__Your objective__: Count every line in the entries that contains "names". Report that count alone.

Collected data entries:
......

PR #57, opened 2023-02-05
Fix a regex issue in `tokenize_dialogue`.

martinnj:
The existing regex would fail if using character names that start with numbers.

The issue is the formatting of the backreference using a "naked" number, meaning that any numerical value in the name will be part of the backreference.

Using the alternative format of `\\g<1>` as described [in the docs](https://docs.python.org/3/library/re.html#re.sub) solves this issue. The docs actually has this exact case as an example in the last paragraph above the version discrepancies.

### DIFF
--- a/server.py
+++ b/server.py
@@ -532,7 +532,7 @@ if args.chat or args.cai_chat:
         dialogue = re.sub('<START>', '', dialogue)
         dialogue = re.sub('<start>', '', dialogue)
         dialogue = re.sub('(\n|^)[Aa]non:', '\\1You:', dialogue)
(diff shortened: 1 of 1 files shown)


oobabooga:
In this case, what is being replaced is the literal string `[CHARACTER]`, so it won't make a difference. But it's good practice to use `\g<1>` instead of `\1`.

martinnj:
> In this case, what is being replaced is the literal string `[CHARACTER]`, so it won't make a difference. But it's good practice to use `\g<1>` instead of `\1`.

It causes a crash for characters with numbers in the beginning of names all the same since the regex is still being evaluated. :)

oobabooga:
Aha, I see. Thanks for this!!

PR #66, opened 2023-02-09
Extend bfloat16 support

81300:
Makes `--bf16` usable without DeepSpeed. For parametrization consistency.


oobabooga:
That's a great idea, thank you for this.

......

__Result for this exercise__: 2